BEGIN Dataset content
PR #6913, opened 2025-10-03
feat(shared): React Query variant for useSubscription

panteliselef:
## Description

Since the introduction of the paginated hooks and useSWR our SDKs have been suffering from a cache synchnonization issue, resulting in bad DX and stale UIs.

To help you visualize the issue, imagine a checkout flow, where the developer is using the prebuilt AIO Checkout component and then uses the useSubscription() hook to display the plan name in their custom implemented User button.

If a C2 were to checkout a paid plan and looked at their User button, the plan would still mention “Free” instead of the checkout they just paid for. 

### Our Plan
Per our recent discussions, we decided to move away from SWR and use React Query instead, since it allows us to correctly cache, invalidate and subscribe to changes across the host application and AIOs.

**Migration path**
In order to slowly migrate every hook, we are using **build-time** feature flag in the `@clerk/shared` package that controls which hook implementation is used based on the file extension. For example for the `useSubscription()` hooks we now have 2 files, `useSubscription.rq.ts` and `useSubscription.swr.ts`.

Once all hooks are implemented with React Query, we will start building the `@clerk/shared` with `CLERK_USE_RQ=true` in order surface the React Query implementation in the SDKs.

**clerk-js** 
It now lazy loads `QueryClient` from `@tanstack/query-core`. That means it will only be loaded if requested by the _new_ hooks. 

## Checklist

## Type of change

- [ ] 🐛 Bug fix
- [ ] 🌟 New feature
- [ ] 🔨 Breaking change
- [ ] other:

## Release Notes

* **New Features**
  * Added React Query integration for improved data fetching and caching
  * Introduced new subscription hook for accessing billing information
  * Added query client infrastructure for better data synchronization across components and hooks

* **Chores**
  * Added React Query core dependencies to support new query infrastructure


packages/react/src/contexts/ClerkContextProvider.tsx
```diff
@@ -93,7 +93,10 @@ export function ClerkContextProvider(props: ClerkContextProvider) {
     <IsomorphicClerkContext.Provider value={clerkCtx}>
       <ClientContext.Provider value={clientCtx}>
         <SessionContext.Provider value={sessionCtx}>
-          <OrganizationProvider {...organizationCtx.value}>
+          <OrganizationProvider
+            // key={clerkStatus + queryStatus}
```
Ephem: NIT: ✂️

packages/clerk-js/src/core/clerk.ts
```diff
@@ -240,6 +242,28 @@ export class Clerk implements ClerkInterface {
...
 
+  get __internal_queryClient(): { __tag: 'clerk-rq-client'; client: QueryClient } | undefined {
+    if (!this.#queryClient) {
+      void import('./query-core')
+        .then(module => module.QueryClient)
+        .then(QueryClient => {
+          if (this.#queryClient) {
+            return;
+          }
+          this.#queryClient = new QueryClient();
```
Ephem, line 250: I think there are options we might want to consider here, like retry logic. Do we want to always retry all errors, or ignore retrying 4xx kind of errors for example? How many retries should we do by default? Is the default retry delay good? Do we want to match these closely to what we have in SWR today, or change them as part of this?

To be clear, the default RQ ones does the job so I don't think we _need_ to, especially at this early stage, just wanted to mention it.

Ephem, line 250: _If_ we want revalidation on focus and the network status things to work, you will also need to call `queryClient.mount()`. This is normally done in `QueryClientProvider` but since we are skipping that here we'd need to do it manually if we need it.

This is safe but a noop for native environments.

Ephem (commented):
Great work on this, these are just a few random smaller comments I saw when skimming through it.

packages/clerk-js/src/core/clerk.ts
panteliselef: I'd probably turn off retrying completely and adjust later if needed. There's already retrying logic baked into `clerk-js` methods.

panteliselef: Good to know. I think we can circle back to this.

packages/clerk-js/package.json
```diff
@@ -71,6 +71,7 @@
     "@formkit/auto-animate": "^0.8.2",
     "@stripe/stripe-js": "5.6.0",
     "@swc/helpers": "^0.5.17",
+    "@tanstack/query-core": "^5.87.4",
```
nikosdouvlis:
```suggestion
    "@tanstack/query-core": "5.87.4",
```

nikosdouvlis (approved):

PR #6915, opened 2025-10-03
feat(clerk-js, types): Add optional `locale` from browser to signup flow

guilherme6191:
## Description

This PR adds `locale` to signup flow. If it's not passed by users, we retrieve it from the browser. If the value we get from the browser can be determined (trying to narrow it down to BPC 147 spec), we don't infer and set the default to `null`.

Related PRs for extra context, if needed:
- https://github.com/clerk/clerk_go/pull/13957
- https://github.com/clerk/clerk_go/pull/14078

Note: this shouldn't have issues in Expo (the inferring) , but we might want to explore `expo-localization` in the future or as a follow-up for a expo specific solution.

https://linear.app/clerk/issue/USER-3606/retrieve-and-send-locale-information-with-sign-ups
## Checklist

- [x] generate changeset

## Type of change

- [ ] 🐛 Bug fix
- [x] 🌟 New feature
- [ ] 🔨 Breaking change
- [ ] other:

## Summary by CodeRabbit

- **New Features**
  - Sign-up now accepts, persists and exposes a locale value; browser locale is used when not provided.

- **Tests**
  - Added unit tests for browser-locale detection across multiple scenarios.

- **Documentation**
  - Playground README updated to use localhost:4011.

- **Chores**
  - Added browser-locale utility and re-export; updated fixtures, proxies and public types to include locale; broadened .env ignore rules; release metadata updated.

### DIFF
--- a/packages/clerk-js/src/core/resources/SignUp.ts
+++ b/packages/clerk-js/src/core/resources/SignUp.ts
@@ -686,6 +686,7 @@ class SignUpFuture implements SignUpFutureResource {
       captchaError,
       ...params,
       unsafeMetadata: params.unsafeMetadata ? normalizeUnsafeMetadata(params.unsafeMetadata) : undefined,
+      locale: params.locale ?? getBrowserLocale(),
     };
 
     await this.resource.__internal_basePost({ path: this.resource.pathRoot, body });
@@ -693,15 +694,7 @@ class SignUpFuture implements SignUpFutureResource {
 
   async create(params: SignUpFutureCreateParams): Promise<{ error: unknown }> {
     return runAsyncResourceTask(this.resource, async () => {
-      // Inject browser locale if not already provided
-      const createParams = { ...params };
-      if (!createParams.locale) {
-        const browserLocale = getBrowserLocale();
-        if (browserLocale) {
-          createParams.locale = browserLocale;
-        }
-      }
-      await this._create(createParams);
+      await this._create(params);
     });
   }
 


packages/clerk-js/src/utils/locale.ts
```diff
@@ -0,0 +1,25 @@
...
+ *
+ * @returns The browser's reported locale string (typically BCP 47 format like 'en-US', 'es-ES') or null if locale cannot be determined.
+ */
+export function getBrowserLocale(): string | null {
+  if (!inBrowser()) {
+    return DEFAULT_LOCALE;
+  }
+
+  // Get locale from the browser
+  const locale = navigator?.language;
```
tmilewski:
```suggestion
  try {
    const locale = navigator?.language;
  } catch {
    return DEFAULT_LOCALE;
  }
```

We might as well play it safe. Not too sure about Browser Extensions, etc here.

packages/clerk-js/src/test/core-fixtures.ts
```diff
@@ -231,6 +231,8 @@ export const createSignUp = (signUpParams: Partial<SignUpJSON> = {}) => {
     first_name: signUpParams.first_name,
     has_password: signUpParams.has_password,
     last_name: signUpParams.last_name,
+    legal_accepted_at: signUpParams.legal_accepted_at,
```
tmilewski, line 234: good catch!

packages/clerk-js/src/utils/locale.ts
guilherme6191: Done

packages/clerk-js/src/core/resources/SignUp.ts
```diff
@@ -670,6 +686,7 @@ class SignUpFuture implements SignUpFutureResource {
       captchaError,
       ...params,
       unsafeMetadata: params.unsafeMetadata ? normalizeUnsafeMetadata(params.unsafeMetadata) : undefined,
+      locale: params.locale ?? getBrowserLocale(),
```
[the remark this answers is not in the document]
guilherme6191: I don't think we need that now especially because that's for the FutureSignUp logic with signal. That's experimental and I'm unsure we need to add more surface and update it now.

PR #6939, opened 2025-10-07
feat(upgrade): Add support for @clerk/react

dstaley:
## Checklist

## Type of change

- [ ] 🐛 Bug fix
- [ ] 🌟 New feature
- [ ] 🔨 Breaking change
- [ ] other:

### DIFF
--- a/packages/upgrade/src/codemods/__tests__/__fixtures__/transform-clerk-react-v6.fixtures.js
+++ b/packages/upgrade/src/codemods/__tests__/__fixtures__/transform-clerk-react-v6.fixtures.js
@@ -1,0 +1,66 @@
+export const fixtures = [
+  {
+    name: 'Basic import transform',
+    source: `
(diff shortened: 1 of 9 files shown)


brkalow (approved):

packages/upgrade/src/codemods/__tests__/__fixtures__/transform-clerk-react-v6.fixtures.js
```diff
@@ -0,0 +1,77 @@
+export const fixtures = [
```
jacekradko, line 1: I think the answer is no here, but do we care about codemoding CJS code with require? 

```
const { useSignIn } = require('@clerk/clerk-react');
```

dstaley: ah 💩 you're totally right. I'll update the codemod!

PR #6993, opened 2025-10-15
fix(backend): Support storing multiple local keys in JWK cache

nikosdouvlis:
## Description
Fixed JWT public key caching in `verifyToken()` to support multi-instance scenarios. Public keys are now correctly cached per `kid` from the token header instead of using a single shared cache key.

- Changed `loadClerkJWKFromLocal` to `loadClerkJwkFromPem` for loading keys in PEM format.
- Updated key loading logic in `verifyHandshakeToken` and `verifyToken` functions.
- Enhanced caching mechanism to avoid collisions with remote keys by prefixing local keys with "local-".

## Checklist

## Type of change

- [ ] 🐛 Bug fix
- [ ] 🌟 New feature
- [ ] 🔨 Breaking change
- [ ] other:

## Summary by CodeRabbit

- Bug Fixes
  - Fixed intermittent token verification failures in multi-instance deployments by isolating JWT key caching per key identifier.
  - Improved reliability when different public keys are used across instances.

- Refactor
  - Consolidated key loading to consistently accept PEM-formatted keys.
  - Improved TypeScript typings for clearer verification option shapes.

- Tests
  - Added tests covering cache isolation, repeated lookups, and mixed-key scenarios.

### DIFF
--- a/packages/backend/src/tokens/handshake.ts
+++ b/packages/backend/src/tokens/handshake.ts
@@ -78,7 +78,7 @@ export async function verifyHandshakeToken(
     });
   }
 
-  return await verifyHandshakeJwt(token, { key });
+  return verifyHandshakeJwt(token, { key });
 }
 
 export class HandshakeService {


packages/backend/src/tokens/handshake.ts
```diff
@@ -78,9 +78,7 @@ export async function verifyHandshakeToken(
     });
   }
 
-  return await verifyHandshakeJwt(token, {
-    key,
-  });
+  return await verifyHandshakeJwt(token, { key });
```
panteliselef: 🙃 
```suggestion
  return verifyHandshakeJwt(token, { key });
```

packages/shared/src/types/utils.ts
```diff
@@ -0,0 +1,7 @@
+/**
+ * Useful to flatten the type output to improve type hints shown in editors. And also to transform an interface into a type to aide with assignability.
+ * https://github.com/sindresorhus/type-fest/blob/main/source/simplify.d.ts
+ */
+export type Simplify<T> = {
```
panteliselef, line 5: 🙃 I think most devs know it as prettify
```suggestion
export type Prettify<T> = {
```

nikosdouvlis: I used the OG `type-fest` name :)

bratsos (approved):

PR #7006, opened 2025-10-16
add signOutCallback to UserButton

jescalan:
## Description

Clerk's `signOut` method offers [a `signOutCallback` param](https://clerk.com/docs/reference/javascript/clerk#sign-out) which can be used for redirects, but can also be used for anything else a developer needs to do or clean up when signing a user out, such as cleaning up local storage, running analytics events, etc.

Previously, we had a prop on `UserButton` that allowed passing in a custom function in this way, but it was [removed in Core 2](https://github.com/clerk/javascript/blob/d8147fb58bfd6caf9a4f0a36fdc48c630d00387f/packages/react/CHANGELOG.md?plain=1#L2033) under the premise that it was only really used for redirecting after sign out and providing an after sign out URL prop would add simplicity and consistency with other component APIs.

I think this was a poorly considered change, as there are a variety of other things that developers could want to do on sign out and this is no longer possible unless you build your own `UserButton` component. We have received customer feedback confirming this need.

This PR re-introduces the `signOutCallback` parameter to `UserButton`, but without changing anything else. If both `signOutCallback` and `afterSignOutUrl` are passed, `signOutCallback` will override the `afterSignOutUrl` redirect behavior.

## Checklist

## Type of change

- [ ] 🐛 Bug fix
- [x] 🌟 New feature
- [ ] 🔨 Breaking change
- [ ] other:

## Summary by CodeRabbit

* **New Features**
  * UserButton now supports a `signOutCallback` prop to customize post-sign-out behavior, allowing developers to override default navigation with custom handlers for both single and multi-session scenarios.

### DIFF
--- a/packages/clerk-js/src/ui/components/UserButton/__tests__/UserButton.test.tsx
+++ b/packages/clerk-js/src/ui/components/UserButton/__tests__/UserButton.test.tsx
@@ -1,4 +1,4 @@
-import { describe, expect, it } from 'vitest';
+import { describe, expect, it, vi } from 'vitest';
 
 import { bindCreateFixtures } from '@/test/create-fixtures';
 import { render, waitFor } from '@/test/utils';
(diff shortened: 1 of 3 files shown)


panteliselef:
@jescalan 

UserButton's `afterSignOutUrl` has been marked for deprecation, indicating this should be handled globally. Could the new function live in `ClerkProvider` ?
```ts
  /**
   * Full URL or path to navigate to after sign out is complete
   * @deprecated Configure `afterSignOutUrl` as a global configuration, either in `<ClerkProvider/>` or in `await Clerk.load()`.
   */ 
```

I'd strongly argue that the `signOutCallback` on `signOut` should only be used for navigation purposes. If a developer is using `Clerk.signOut()` they should navigate in callback, and then await for `Clerk.signOut()` to resolve and run any code they want afterwards.


Something to consider is that by adding a function as a prop, the developer would need to refactor to use our component/provider inside a client component, since functions as props are not allowed in server components.

Ephem:
I stumbled across this and have some questions.

@jescalan What's the usecases that has come up? I can imagine things like firing off analytics events, but curious if we've heard others?

> UserButton's afterSignOutUrl has been marked for deprecation, indicating this should be handled globally. Could the new function live in ClerkProvider ?
>
> Something to consider is that by adding a function as a prop, the developer would need to refactor to use our component/provider inside a client component, since functions as props are not allowed in server components.

@panteliselef Aren't these statements incompatible in the case of Next? The provider is and needs to be a server component, so we can't pass in a function there? I might be misunderstanding or missing something which is why I wanted to ask.

jescalan:
Analytics events and "cleanup of local data" from the user that submitted the request, which is reasonable. If they have stuff they put in local storage for example, that they'd want to flush out on sign out, this would make sense

PR #7011, opened 2025-10-16
feat(clerk-js): Detect `locale` from browser and send it to FAPI if exists during sign-in (i18n)

guilherme6191:
## Description

This PR adds auto detection of browser `locale` (navigator.language) and sends that to sign-in flow. This is similar to the behavior implemented for the sign-up (https://github.com/clerk/javascript/pull/6915), but does not expose `locale` in the API to reduce noise/complexity at sign-in for now. 

For extra context: this is a change where we'll be storing users preferred language from the browser, and C1s can update via BAPI (later on via dashboard and AIOs) so we can send localized templates. The whole feature is behind a FF and we're rolling out only for Spark (new customer implementing Clerk).

https://linear.app/clerk/issue/USER-3712/detect-and-send-locale-in-sign-ins-js-lib

**Note: needs https://github.com/clerk/clerk_go/pull/14182 released**

## Checklist

- [x] **needs https://github.com/clerk/clerk_go/pull/14182  released**

## Type of change

- [ ] 🐛 Bug fix
- [X] 🌟 New feature
- [ ] 🔨 Breaking change

## Summary by CodeRabbit

* **New Features**
  * Sign-in flow now detects and automatically sends the browser locale to improve localization during authentication.

* **Tests**
  * Added tests verifying locale is included when present and omitted when absent.
  * Test setup updated for a predictable navigator.language and centralized mock/cleanup to stabilize sign-in test suites.

### DIFF
--- a/packages/clerk-js/src/core/resources/SignIn.ts
+++ b/packages/clerk-js/src/core/resources/SignIn.ts
@@ -168,7 +168,7 @@ export class SignIn extends BaseResource implements SignInResource {
     const locale = getBrowserLocale();
     return this._basePost({
       path: this.pathRoot,
-      body: { ...(locale ? { locale } : {}), ...params },
+      body: locale ? { locale, ...params } : params,
     });
   };
 
@@ -713,7 +713,7 @@ class SignInFuture implements SignInFutureResource {
     const locale = getBrowserLocale();
     await this.resource.__internal_basePost({
       path: this.resource.pathRoot,
-      body: { ...(locale ? { locale } : {}), ...params },
+      body: locale ? { locale, ...params } : params,
     });
   }
 


packages/clerk-js/src/core/resources/__tests__/SignIn.test.ts
```diff
@@ -1,39 +1,94 @@
...
-        if (method === 'POST' && path === '/client/sign_ins/test_id/prepare_first_factor') {
-          return Promise.resolve({
-            client: null,
-            response: firstFactorPreparedJSON,
-          });
-        }
-
-        throw new Error('Unexpected call to BaseResource._fetch');
+      beforeAll(() => {
+        const signInCreatedJSON = {
```
guilherme6191, line 64: with new tests and mocks, this was source of failing tests. So I just added moved the into the beforeAll function so we can have more control over order and scope

.changeset/quick-kings-rescue.md
```diff
@@ -0,0 +1,5 @@
+---
+'@clerk/clerk-js': patch
```
guilherme6191, line 2: since there is no change (even backwards compatible) to the sdk api for users, I think we have a `patch` here -- open to make it a `minor` as well

guilherme6191:
Note: I've labeled to `do not merge` for now as we need FAPI changes released - integration tests should fail because of that too.

packages/clerk-js/src/core/resources/SignIn.ts
```diff
@@ -164,9 +165,10 @@ export class SignIn extends BaseResource implements SignInResource {
 
   create = (params: SignInCreateParams): Promise<SignInResource> => {
     debugLogger.debug('SignIn.create', { id: this.id, strategy: 'strategy' in params ? params.strategy : undefined });
+    const locale = getBrowserLocale();
     return this._basePost({
       path: this.pathRoot,
-      body: params,
+      body: { ...params, ...(locale ? { locale } : {}) },
```
dstaley: I believe this order should be reversed, as we want to prefer the provided locale from `params` over the auto-detected one.

.changeset/quick-kings-rescue.md
```diff
@@ -0,0 +1,5 @@
...
+---
+
+Add browser locale to sign-in flow
```
dstaley:
```suggestion
Add support for automatically sending the browser locale during the sign-in flow
```

packages/clerk-js/src/core/resources/SignIn.ts
guilherme6191: @dstaley, good call. I'm updating the code as it's applicable in case we expose locale as a param as well, which is not the case now.

For now we're not exposing the `locale` to the sign-in API. We initially think that could add complexity for users and we'll revisit the DX if we expose it. It's available in sign-up as that's more appropriate there. Let me know if that makes sense.

FYI the functionality is going to be behind a FF too.

packages/clerk-js/src/core/resources/SignIn.ts
```diff
@@ -164,9 +165,10 @@ export class SignIn extends BaseResource implements SignInResource {
 
   create = (params: SignInCreateParams): Promise<SignInResource> => {
     debugLogger.debug('SignIn.create', { id: this.id, strategy: 'strategy' in params ? params.strategy : undefined });
+    const locale = getBrowserLocale();
     return this._basePost({
       path: this.pathRoot,
-      body: params,
+      body: { ...(locale ? { locale } : {}), ...params },
```
tmilewski:
```suggestion
      body: locale ? { locale, ...params } : params
```

packages/clerk-js/src/core/resources/SignIn.ts
```diff
@@ -708,9 +710,10 @@ class SignInFuture implements SignInFutureResource {
   }
 
   private async _create(params: SignInFutureCreateParams): Promise<void> {
+    const locale = getBrowserLocale();
     await this.resource.__internal_basePost({
       path: this.resource.pathRoot,
-      body: params,
+      body: { ...(locale ? { locale } : {}), ...params },
```
tmilewski:
```suggestion
      body: locale ? { locale, ...params } : params
```

packages/clerk-js/src/core/resources/SignIn.ts
tmilewski: 🙃 We can avoid the multiple spreads here and in the other section.

tmilewski (changes requested):

packages/clerk-js/src/core/resources/SignIn.ts
guilherme6191: yeah, I like it 🚀

PR #7015, opened 2025-10-16
fix(shared): Refactor isClerkAPIResponseError to return true only for ClerkApiResponseErrors

nikosdouvlis:
…

## Checklist

## Type of change

- [ ] 🐛 Bug fix
- [ ] 🌟 New feature
- [ ] 🔨 Breaking change
- [ ] other:

## Summary by CodeRabbit

* **Bug Fix**
  * Corrected error-type detection so the helper only identifies the intended API error type.

* **Refactor**
  * Consolidated internal validation logic for error handling to simplify and reuse code.

### DIFF
--- a/.changeset/metal-plants-live.md
+++ b/.changeset/metal-plants-live.md
@@ -1,0 +1,5 @@
+---
+"@clerk/shared": patch
+---
+
+Fix isClerkAPIResponseError so that it returns true only for ClerkApiResponseErrors


panteliselef:
I think this can cause breaking changes, between newer sdk versions and old clerk-js versions. Take [reverification](https://github.com/clerk/javascript/blob/160dc93488ec1c4acb5f544b7c8dd443781f1ee5/packages/shared/src/react/hooks/useReverification.ts#L23) for example. I think that would stop working if there's a mismatch between how we create the error and how we check for it.

PR #7305, opened 2025-11-25
feat: retry on 503, add Retry-After date (RFC1123) support

hhsnopek:
## Description

This pull-request introduces `with503Retry`, a fetch wrapper that retries on HTTP 503 only and honors the `Retry-After` header in both delta-seconds and HTTP-date (RFC1123) forms. Non-503 responses pass through untouched. Retries cap at 5 attempts, the per-attempt wait clamps at 60s, and waits abort immediately on an `AbortSignal`.

When `Retry-After` is present the wrapper utilizes it (clamped to 60s; past dates resolve to 0). When absent, the delay falls back to exponential backoff with full jitter (`Random(0, 2^attempt * 500ms)`) so concurrent clients don't thunder against a recovering origin.

`with503Retry` returns a new fetch-shaped function rather than mutating globals, so it composes per-client and is safe to use in tests.

NOTE: integration with clerk-js and backend SDK clients is staged behind this PR; follow-ups will plumb it through.

## Checklist

- [ ] (If applicable) [JSDoc comments](https://jsdoc.app/about-getting-started.html) have been added or updated for any package exports.
- [ ] (If applicable) [Documentation](https://github.com/clerk/clerk-docs) has been updated.

## Type of change

- [ ] 🐛 Bug fix
- [x] 🌟 New feature
- [ ] 🔨 Breaking change
- [ ] other:

### DIFF
--- a/packages/backend/src/api/__tests__/factory.test.ts
+++ b/packages/backend/src/api/__tests__/factory.test.ts
@@ -169,6 +169,25 @@ describe('api.client', () => {
     expect(errResponse.retryAfter).toBe(123);
   });
 
+  it('executes a failed backend API request and includes Retry-After header RFC1123 date', async () => {
+    server.use(
+      http.get(
+        `https://api.clerk.test/v1/users/user_deadbeef`,
+        validateHeaders(() => {
+          return HttpResponse.json(
+            { errors: [] },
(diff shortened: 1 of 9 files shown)


Ephem:
This looks like a good change, but looks abandoned. Closing for now but feel free to re-open. 😄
END Dataset content
▸ Work required: Please show the lines of the material that contain the string "cleanup".

▸ Result for this task:
Analytics events and "cleanup of local data" from the user that submitted the request, which is reasonable. If they have stuff they put in local storage for example, that they'd want to flush out on sign out, this would make sense
  * Test setup updated for a predictable navigator.language and centralized mock/cleanup to stabilize sign-in test suites.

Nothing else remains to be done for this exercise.